Originally published 21 October 1991
Mystery surrounds the well-preserved 4,000-year-old body of a man found recently in an Alpine glacier. Who was he? Why had he climbed so high above the valley floor? How did he die?
He was armed with axe, knife, bow, and quiver of arrows. He carried a flint and tinder in a leather pouch. He wore some nifty leather duds and a wooden backpack. All he lacked was a Swiss Army knife.
Archaeologists guess that the Iceman (as he was dubbed) came from the upper classes of his society. He was indeed handsomely fitted out, suggesting a certain status in his community. The man’s body was clean-shaven, including eyebrows and pubic hair, and he bore tattoos on his back and feet. These too were signs of high rank in ancient cultures, say archaeologists.
This is all inference, of course, inspired less by incontrovertible evidence than by the desire to find a prince rather than a pauper. Who wants John Doe on ice when you can have a Bronze Age celebrity instead?
There are alternative interpretations of the evidence. Perhaps the Iceman was a thief, making his getaway across the mountain with a load of stolen goods. The point is, no one really knows, and the Iceman isn’t talking.
The Iceman’s DNA
However, there may be some things we can know for sure about the Iceman. Genetic researchers will be quick to stick their needles into his skin, collecting specimens of DNA for analysis. A new technique called PCR (polymerase chain reaction) will enable them to clone the Iceman’s DNA over and over again until they have a substantial quantity of accessible, identifiable material. Then they can read the genetic code and piece together the Iceman’s place in the drama of life.
A single hair stubble from a pore in the Iceman’s clean-shaven chin, for example, could provide enough DNA, when amplified by PCR, to determine the unlucky Bronze Age climber’s kinship to present-day Europeans.
The PCR method for cloning genes was discovered in 1985 by a California scientist named Kary Mullis. With the new technology, DNA can be made to reproduce itself over and over, multiplying a millionfold. During the past few years especially, researchers have become amazingly adept at cloning and identifying tiny snippets of DNA.
The new technology has obvious application to genetic engineering, medicine, and forensics (absolutely identifying the perpetrator of a crime from the evidence of a microscopic flake if skin, for example). It also provides archaeologists, anthropologists, and evolutionists with a powerful tool for reconstructing the past.
What astonishes all researchers is the length of time ancient DNA can remain intact and clonable.
Long sections of human DNA have been cloned from a 2,400-year-old Egyptian mummy, and from the brain cells of humans buried 8,000 years ago in a Florida bog.

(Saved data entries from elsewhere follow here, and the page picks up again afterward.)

PR #1860, opened 2024-05-24
Revert Sentry upgrade

richpjames:
#1823 and #1859 upgraded @sentry/node to v8 but I wasn't able to see exceptions coming through to Sentry in dev since the upgrade. I have spent some time looking into it but haven't been able to figure it out. Given current time pressures I can't dedicate any more time to it so I think it's best to revert the changes for now and upgrade at a later date.


davidatkinsuk (commented):
LGTM 👍

davidatkinsuk (approved):

PR #1864, opened 2024-05-28
APS 836 Introduce new 'Manage' permissions

richpjames:
# Context

In order to show new Manager content to selected users and preserve the existing Manage content for a different group of selected users we need to introduce two new roles legacy_manager and future_manager. 
Where we currently show the Premises ‘actions’ and Booking ‘actions’ we will use these new roles to determine which actions to make available to the users. 

[JIRA](https://dsdmoj.atlassian.net/jira/software/c/projects/APS/boards/1328?assignee=62a050ba9f5d480069c97f49&selectedIssue=APS-836&sprints=6188%2C6585)

# Changes in this PR

### Before
image

image


server/utils/bookings/index.ts
```diff
@@ -175,6 +175,23 @@ export const bookingActions = (user: UserDetails, booking: Booking): Array<Ident
...
+      {
+        items: [
+          {
+            text: 'Withdraw placement',
+            classes: 'govuk-button--secondary',
+            href: applyPaths.applications.withdraw.new({ id: booking.applicationId }),
+          },
+        ],
+      },
+    ]
```
edavey, line 190: Quite likely I'm getting confused, but as the v2BookingActions will only be available to users with the `FUTURE_MANAGER` role what's the reason to limit the actions? 

We will ultimately be offering (almost) all the current features:

- update departure dates
- log a departure
- ~~withdraw an arrived placement~~
- move a person to a new bed
- log an arrival
- log a non-arrival

Perhaps you anticipate that these features will be significantly different in v2 manage and so prefer to start from a blank slate and build up incrementally as we port enhanced features over?

edavey (approved):
Nice work, v clear. The only thing that I don't follow properly is why we're removing all the actions from the v2BookingActions.

server/utils/premises/index.ts
```diff
@@ -3,14 +3,15 @@ import type {
...
+  Premises,
   ApprovedPremisesSummary as PremisesSummary,
 } from '@approved-premises/api'
-import { BedOccupancyRangeUi, SelectGroup, SummaryList } from '@approved-premises/ui'
-import { DateFormats } from './dateUtils'
-import { addOverbookingsToSchedule } from './addOverbookingsToSchedule'
-import { htmlValue, textValue } from './applications/helpers'
-import paths from '../paths/manage'
-import { linkTo } from './utils'
+import { BedOccupancyRangeUi, SelectGroup, SummaryList, UserDetails } from '@approved-premises/ui'
```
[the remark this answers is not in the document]
richpjames: yep, good spot

server/utils/bookings/index.ts
richpjames: Yes, your suspicion is correct. I think we are best copying over these features piece by piece as and when they are needed. 
If we copy them over now there will be a lot of duplicated code which we will have to alter slightly to fit the new approach which we will then have to test and support.
It should be easy enough to add these features when the time comes but for now I don't think it's worth us spending time on them when they *could* change drastically in the future.

edavey (approved):
🚀 nice work, thanks for working through this so carefully

PR #1875, opened 2024-05-31
APS-760:Add validation to index offence selection screen

vubalasu:
# Context

# Changes in this PR
Add validation to index offence selection screen
### Before
image

### After
Screenshot 2024-05-30 at 14 50 12

### DIFF
--- a/server/controllers/apply/applicationsController.ts
+++ b/server/controllers/apply/applicationsController.ts
@@ -13,6 +13,7 @@ import { getPaginationDetails } from '../../utils/getPaginationDetails'
 import { ApplicationSortField } from '../../@types/shared'
 import { ApplicationDashboardSearchOptions } from '../../@types/ui'
 import { getSearchOptions } from '../../utils/getSearchOptions'
+import { RestrictedPersonError } from '../../utils/errors'
 
 export const tasklistPageHeading = 'Apply for an Approved Premises (AP) placement'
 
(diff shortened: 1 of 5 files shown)


server/controllers/apply/applicationsController.ts
```diff
@@ -165,7 +166,14 @@ export default class ApplicationsController {
     return async (req: Request, res: Response) => {
       const { crn, offenceId } = req.body
 
+      const person = await this.personService.findByCrn(req.user.token, crn)
+      if (!isFullPerson(person)) throw new RestrictedPersonError(crn)
       const offences = await this.personService.getOffences(req.user.token, crn)
+      if (!offenceId) {
+        addErrorMessageToFlash(req, 'You must select the offence', 'offenceId')
```
edavey, line 173: perhaps 

> You must select the index offence

would be more accurate?

server/controllers/apply/people/offencesController.test.ts
```diff
@@ -45,6 +47,8 @@ describe('OffencesController', () => {
 
       expect(response.render).toHaveBeenCalledWith('applications/people/selectOffence', {
         pageHeading: `Select index offence for ${person.name}`,
+        errors: {},
+        errorSummary: [],
```
edavey, line 51: are we actually describing the unhappy path as well as the happy path?

I was expecting to see a scenario along the lines of 

```ts
expect(response.render).toHaveBeenCalledWith('applications/people/selectOffence', {
        ...
        errors: errorsAndUserInput.errors,
        errorSummary: errorsAndUserInput.errorSummary,
        ...errorsAndUserInput.userInput,
      })
```

edavey (commented):
Thanks for this. A couple of comments:

- a minor suggestion on the error message and 
- not sure that the error case is clearly described in the controller test?

server/controllers/apply/applicationsController.ts
vubalasu: updated

server/controllers/apply/people/offencesController.test.ts
vubalasu: @edavey added

edavey (approved):
thanks for the tweaks

PR #1878, opened 2024-06-03
APS-810:502 error gateway if submitting person timeline multiple time…

vubalasu:
…s with no CRN

# Context

# Changes in this PR
Fix 502 error gateway if submitting person timeline multiple times with no CRN
Person timeline crn search gives error on second time submit 
the issue is on TimelineController redirect with out return and so it is updating the response headers after repose send to client
## Screenshots of UI changes
No changes in UI

### DIFF
--- a/server/controllers/people/timelineController.ts
+++ b/server/controllers/people/timelineController.ts
@@ -28,16 +28,15 @@ export default class TimelineController {
 
       if (!crn?.trim()) {
         addErrorMessageToFlash(req, 'You must enter a CRN', 'crn')
-        res.redirect(paths.timeline.find({}))
+        return res.redirect(paths.timeline.find({}))
       }
 
       try {
         const timeline = await this.personService.getTimeline(req.user.token, crn.trim())
-
-        res.render('people/timeline/show', { timeline, crn, pageHeading: `Timeline for ${crn}` })
+        return res.render('people/timeline/show', { timeline, crn, pageHeading: `Timeline for ${crn}` })
       } catch (error) {
         crnErrorHandling(req, error, crn)
-        res.redirect(paths.timeline.find({}))
+        return res.redirect(paths.timeline.find({}))
       }
     }
   }


server/controllers/people/timelineController.ts
```diff
@@ -28,16 +28,16 @@ export default class TimelineController {
...
 
       try {
         const timeline = await this.personService.getTimeline(req.user.token, crn.trim())
 
-        res.render('people/timeline/show', { timeline, crn, pageHeading: `Timeline for ${crn}` })
+        return res.render('people/timeline/show', { timeline, crn, pageHeading: `Timeline for ${crn}` })
       } catch (error) {
         crnErrorHandling(req, error, crn)
-        res.redirect(paths.timeline.find({}))
+        return res.redirect(paths.timeline.find({}))
```
edavey, line 40: thanks Bala, do you think you could:

- add into the commit message an explanation of the problem and how this fixes it?
- include a unit test to document this in the code and prevent regression?

vubalasu: @edavey 
add into the commit message an explanation of the problem and how this fixes it?
updated the commit message
include a unit test to document this in the code and prevent regression?
502 error gateway if submitting person timeline multiple times with no CRN
Person timeline crn search gives error on second time submit 
the issue is on TimelineController redirect with out return and so it is updating the response headers after repose send to client
Normal unit test is already there and
is not possible to write a unit test especially for this scenario

edavey (approved):
I'm afraid I'm still unclear on the issue and the fix and I think it's essential that you add a clear description of both to the *commit message* as distinct from the PR conversation.

The commit history is our primary resource for understanding *why* the code has been changed.

See:

- https://github.com/alphagov/styleguides/blob/master/git.md
- https://tekin.co.uk/2018/07/resources-for-creating-useful-revision-histories
- https://blog.mocoso.co.uk/posts/talks/telling-stories-through-your-commits/

PR #1880, opened 2024-06-05
APS-822: Populate 'reasonForShortNotice' and 'reasonForShortNoticeOth…

vubalasu:
…er' on app submission

# Context

# Changes in this PR
 Populate 'reasonForShortNotice' and 'reasonForShortNoticeOther' on app submission
## Screenshots of UI changes
No ui changes

### DIFF
--- a/server/utils/applications/getApplicationData.ts
+++ b/server/utils/applications/getApplicationData.ts
@@ -22,6 +22,7 @@ import { noticeTypeFromApplication } from './noticeTypeFromApplication'
 import Situation from '../../form-pages/apply/reasons-for-placement/basic-information/situation'
 import ConfirmYourDetails from '../../form-pages/apply/reasons-for-placement/basic-information/confirmYourDetails'
 import { applicantAndCaseManagerDetails } from './applicantAndCaseManagerDetails'
+import { reasonForShortNoticeDetails } from './reasonForShortNoticeDetails'
 
 type FirstClassFields<T> = T extends UpdateApprovedPremisesApplication
   ? Omit<UpdateApprovedPremisesApplication, 'data'>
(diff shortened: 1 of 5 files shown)


server/utils/applications/getApplicationData.ts
```diff
@@ -79,6 +81,14 @@ const firstClassFields = <T>(
     caseManagerIsNotApplicant,
     noticeType,
   } as FirstClassFields<T>
+
+  const startDateOutsideOfTimescales = startDateOutsideOfNationalStandardsTimescales(application)
+  if (startDateOutsideOfTimescales) {
+    const reasonForShortNotice = retrieveQuestionResponse(application, ReasonForShortNotice, 'reason')
```
richpjames, line 87: I think it would be better if we followed the same pattern as all the other properties in the object that is returned from this function.  
We should create a util function that returns `reasonForShortNotice` and `reasonForShortNoticeOther` and add this to the return value. `applicationAndCaseManagerDetails` is a good example of this.

richpjames (changes requested):

server/utils/applications/reasonForShortNoticeDetails.ts
```diff
@@ -0,0 +1,24 @@
...
+export const reasonForShortNoticeDetails = (
+  application: Application,
+): {
+  reasonForShortNotice: string
+  reasonForShortNoticeOther: string
+} => {
+  const startDateOutsideOfTimescales = startDateOutsideOfNationalStandardsTimescales(application)
+  let reasonForShortNotice
+  let reasonForShortNoticeOther
+  if (startDateOutsideOfTimescales) {
```
richpjames, line 15: I don't think we need to check if the start date is outside of national timescales
`retrieveOptionalQuestionResponseFromFormArtifact` will return undefined if the start date is inside of national timescales.

vubalasu: there may be scenario where first the releasedate is OutsideOfNationalStandardsTimescales and entered reasonForShortNotice and later chnaged releasedate and it is not OutsideOfNationalStandardsTimescales but still it will send reasonForShortNotice if we dont have this check startDateOutsideOfNationalStandardsTimescales

richpjames: Yes, very good point.

richpjames (approved):

PR #1887, opened 2024-06-07
APS 852  - Use new OOS beds type definitions

richpjames:
# Context

[jira](https://dsdmoj.atlassian.net/jira/software/c/projects/APS/boards/1328?assignee=62a050ba9f5d480069c97f49&assignee=712020%3A23fbf793-ee9a-4ecd-ad4d-37beaa0edeaa&selectedIssue=APS-858&sprints=6188%2C6585) 
#1850 introduced some stop-gap changes that allowed us to make a start on the v2 Out Of Service bed functionality without having to wait for the API to have the requisite changes. Now the API is ready we can remove these temporary changes and implement a more permanent solution.

# Changes in this PR
- We introduce the new OOS bed entities and adapt the code to use them
- Use the new OOS bed endpoints in the OOS bed client
- Remove the temporary OOS bed types

### DIFF
--- a/integration_tests/mockApis/outOfServiceBed.ts
+++ b/integration_tests/mockApis/outOfServiceBed.ts
@@ -33,7 +33,7 @@ export default {
       },
     }),
 
-  stubUpdateOutOfServiceBedErrors: ({ outOfServiceBed, premisesId }): SuperAgentRequest =>
+  stubUpdateOutOfServiceBedErrors: ({ outOfServiceBed, premisesId, params }): SuperAgentRequest =>
     stubFor({
       request: {
         method: 'PUT',
@@ -46,12 +46,7 @@ export default {
           type: 'https://example.net/validation-error',
           title: 'Invalid request parameters',
           code: 400,
-          'invalid-params': [
-            {
-              propertyName: `$.endDate`,
-              errorType: 'empty',
-            },
-          ],
+          'invalid-params': params,
         },
       },
     }),
--- a/server/testutils/factories/outOfServiceBed.ts
+++ b/server/testutils/factories/outOfServiceBed.ts
@@ -1,22 +1,36 @@
 import { Factory } from 'fishery'
 import { faker } from '@faker-js/faker/locale/en_GB'
+import {
+  NamedId,
+  NewCas1OutOfServiceBed as NewOutOfServiceBed,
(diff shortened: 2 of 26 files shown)


server/testutils/factories/outOfServiceBed.ts
```diff
@@ -1,22 +1,36 @@
...
+  reason: referenceDataFactory.outOfServiceBedReason().build(),
+  referenceNumber: faker.helpers.arrayElement([faker.string.uuid(), undefined]),
+  notes: faker.helpers.arrayElement([faker.lorem.sentence(), undefined]),
+  daysLostCount: faker.number.int(),
+  temporality: faker.helpers.arrayElement(['past', 'current', 'future'] as const),
+  status: faker.helpers.arrayElement(['active', 'cancelled'] as const),
+  cancellation: undefined,
+}))
+
+const namedIdFactory = Factory.define<NamedId>(() => ({
```
patrickjfl, line 31: minor but is this supposed to be `NameId`?

integration_tests/mockApis/outOfServiceBed.ts
```diff
@@ -46,12 +46,7 @@ export default {
           type: 'https://example.net/validation-error',
           title: 'Invalid request parameters',
           code: 400,
-          'invalid-params': [
-            {
-              propertyName: `$.endDate`,
-              errorType: 'empty',
-            },
-          ],
+          'invalid-params': params,
```
patrickjfl, line 49: nice

server/testutils/factories/outOfServiceBed.ts
richpjames: Nah I think `NamedId` is correct IE an ID with a name. Is that right @danlivings-dxw ?

patrickjfl: oh, I didn't realise this was an API type. still a bit puzzling IMO, but not a big deal

danlivings-dxw: `NamedId` is correct - the thinking behind why it's called that is that it's an ID of something that was named, rather than it being explicitly a name-ID pair, even though it's represented by one.

richpjames: I like it !

PR #1894, opened 2024-06-10
Allow CRU admin to view out of service beds

patrickjfl:
# Context

Jira ticket: https://dsdmoj.atlassian.net/jira/software/c/projects/APS/boards/1328?assignee=712020%3A23fbf793-ee9a-4ecd-ad4d-37beaa0edeaa&selectedIssue=APS-858&sprints=6188

# Changes in this PR

This PR adds an index view to allow users with the `future_manager` to view all out of service beds across all Approved Premises. It also adds a tile to the dashboard page for users with this role, to allow them to navigate to the index page.

## Screenshots of UI changes

Screenshot 2024-06-10 at 09 40 18

Screenshot 2024-06-10 at 09 40 54


integration_tests/tests/v2Manage/beds.cy.ts
```diff
@@ -47,4 +47,24 @@ context('Beds', () => {
     // Then I am taken to the mark bed out of service page
     Page.verifyOnPage(OutOfServiceBedCreatePage)
   })
+
+  it('should allow Future Manager to manage out of service beds from the bed list page', () => {
```
richpjames, line 51: I think this has snuck into the wrong commit

cypress.config.ts
```diff
@@ -67,5 +67,7 @@ export default defineConfig({
     excludeSpecPattern: '**/!(*.cy).ts',
     specPattern: 'integration_tests/tests/**/*.cy.{js,jsx,ts,tsx}',
     supportFile: 'integration_tests/support/index.ts',
+    viewportHeight: 800,
+    viewportWidth: 1020,
```
richpjames, line 71: I think it's worth noting in the commit message that this is the default maximum page width as specified here: https://design-system.service.gov.uk/styles/layout/

server/paths/manage.ts
```diff
@@ -98,6 +98,7 @@ const v2BedsPath = v2SinglePremisesPath.path('beds')
 const v2DateChangesPath = v2BookingPath.path('date-changes')
 const v2ExtensionsPath = v2BookingPath.path('extensions')
 const outOfServiceBedsPath = v2SinglePremisesPath.path('beds/:bedId/out-of-service-beds')
+const outOfServiceBedsIndexPath = path('/manage/out-of-service-beds')
```
richpjames, line 101: I think it would be worth creating a new path `const v2ManagePath = path('/manage')` and using it for this new path and `v2PremisesPath` - it will help if we ever need to change the path.

integration_tests/tests/dashboard.cy.ts
```diff
@@ -28,17 +28,6 @@ context('Dashboard', () => {
     dashboardPage.shouldNotShowCard('manage')
   })
```
richpjames, line 30: @edavey it would be good to hear your feedback on this. We didn't think that a user without roles should be able to access 'Apply'.

server/testutils/jest.setup.ts
```diff
@@ -26,6 +26,7 @@ const apiSpecs = {
     command: (openAPIUrl: string) => `if [ ! -f ${apiSpecPaths.cas1Spec} ]; then
     curl -s "${openAPIUrl}" |
     sed -E 's@/premises@/cas1/premises@g' |
+    sed -E 's@ /out-of-service-beds@ /cas1/out-of-service-beds@g' |
```
richpjames, line 29: Not a big deal but I would add this change to the commit where we add the new client method

richpjames (commented):
Looks good on the whole, have left some minor comments

server/paths/manage.ts
patrickjfl: good shout

server/testutils/jest.setup.ts
patrickjfl: ok yeah, have done

integration_tests/tests/dashboard.cy.ts
richpjames: We agreed on a call with @edavey  that all users including those without roles should be able to access 'Apply' as having a Delius account (and therefore access to the service) is sufficient.

richpjames (approved):

PR #1895, opened 2024-06-10
Handle bookings without applicationIds

richpjames:
This was breaking in dev when a booking didn't have an applicationId. The property access was valid but static-path was erroring as it can't create a path where id === undefined.


patrickjfl (approved):
nice fix 👍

Scientists are using DNA from ancient burials to determine kinships among the pre-Columbian peoples of the Americas, and to discover the mysterious origin of Britain’s Anglo-Saxons.
Woolly mammoths became extinct 10,000 years ago, but enough DNA has been recovered and cloned from a mammoth found frozen in Siberia to show that it is related with equal affinity to present-day African and Indian elephants.
So far, the ancient DNA sweepstakes is led by Edward Golenberg, a geneticist at Wayne State University, who extracted DNA from 18-million-year-old fossil magnolia leaves that came from the bed of an ancient lake in Idaho. The DNA was cloned into analyzable quantities and compared gene by gene with modern trees. Golenberg is now looking at 100-million-year-old plant fossils from the age of dinosaurs.
Building plans for life
What we have here is the genetic reconstruction of the past, figuring out life’s family tree not by the traditional methods of evolutionists — based on anatomical similarities among living species and the study of fossils — but by using the very blueprints of life itself. It’s as if among the ruined cities of past civilizations archaeologists found complete sets of building plans, still fresh and intact.
Applications of PCR technology will multiply dramatically in the next few years. In the long haul, it could turn out to be the most important new technology of the 20th century, edging out such developments as nuclear energy and the transistor.
Meanwhile, the Iceman may yield some of his secrets, not by the spiffy gear he carried into the Alpine pass (which may, after all, have been purloined), nor by his tattoos or peculiar shaving habits (which may have been common to every John Doe in the tribe). In every cell of his body he carries a complete and unambiguous calling card, identifying his unique place in the ever-unfolding pageant of life.
PCR technology can amplify genetic whispers from the past into a full-voiced chorus of history. As more of the Iceman’s near contemporaries are thawed from ice, recovered from bogs, or scratched out of the ground bone by bone, we are sure to know more about where he came from — and where we all are going.
Ötzi the Iceman’s complete genome was sequenced by 2012, yielding a wealth of genetic information. In 2013, DNA analysis has discovered 19 living Austrians who are genetically related to the 5,000-year-old Iceman. ‑Ed.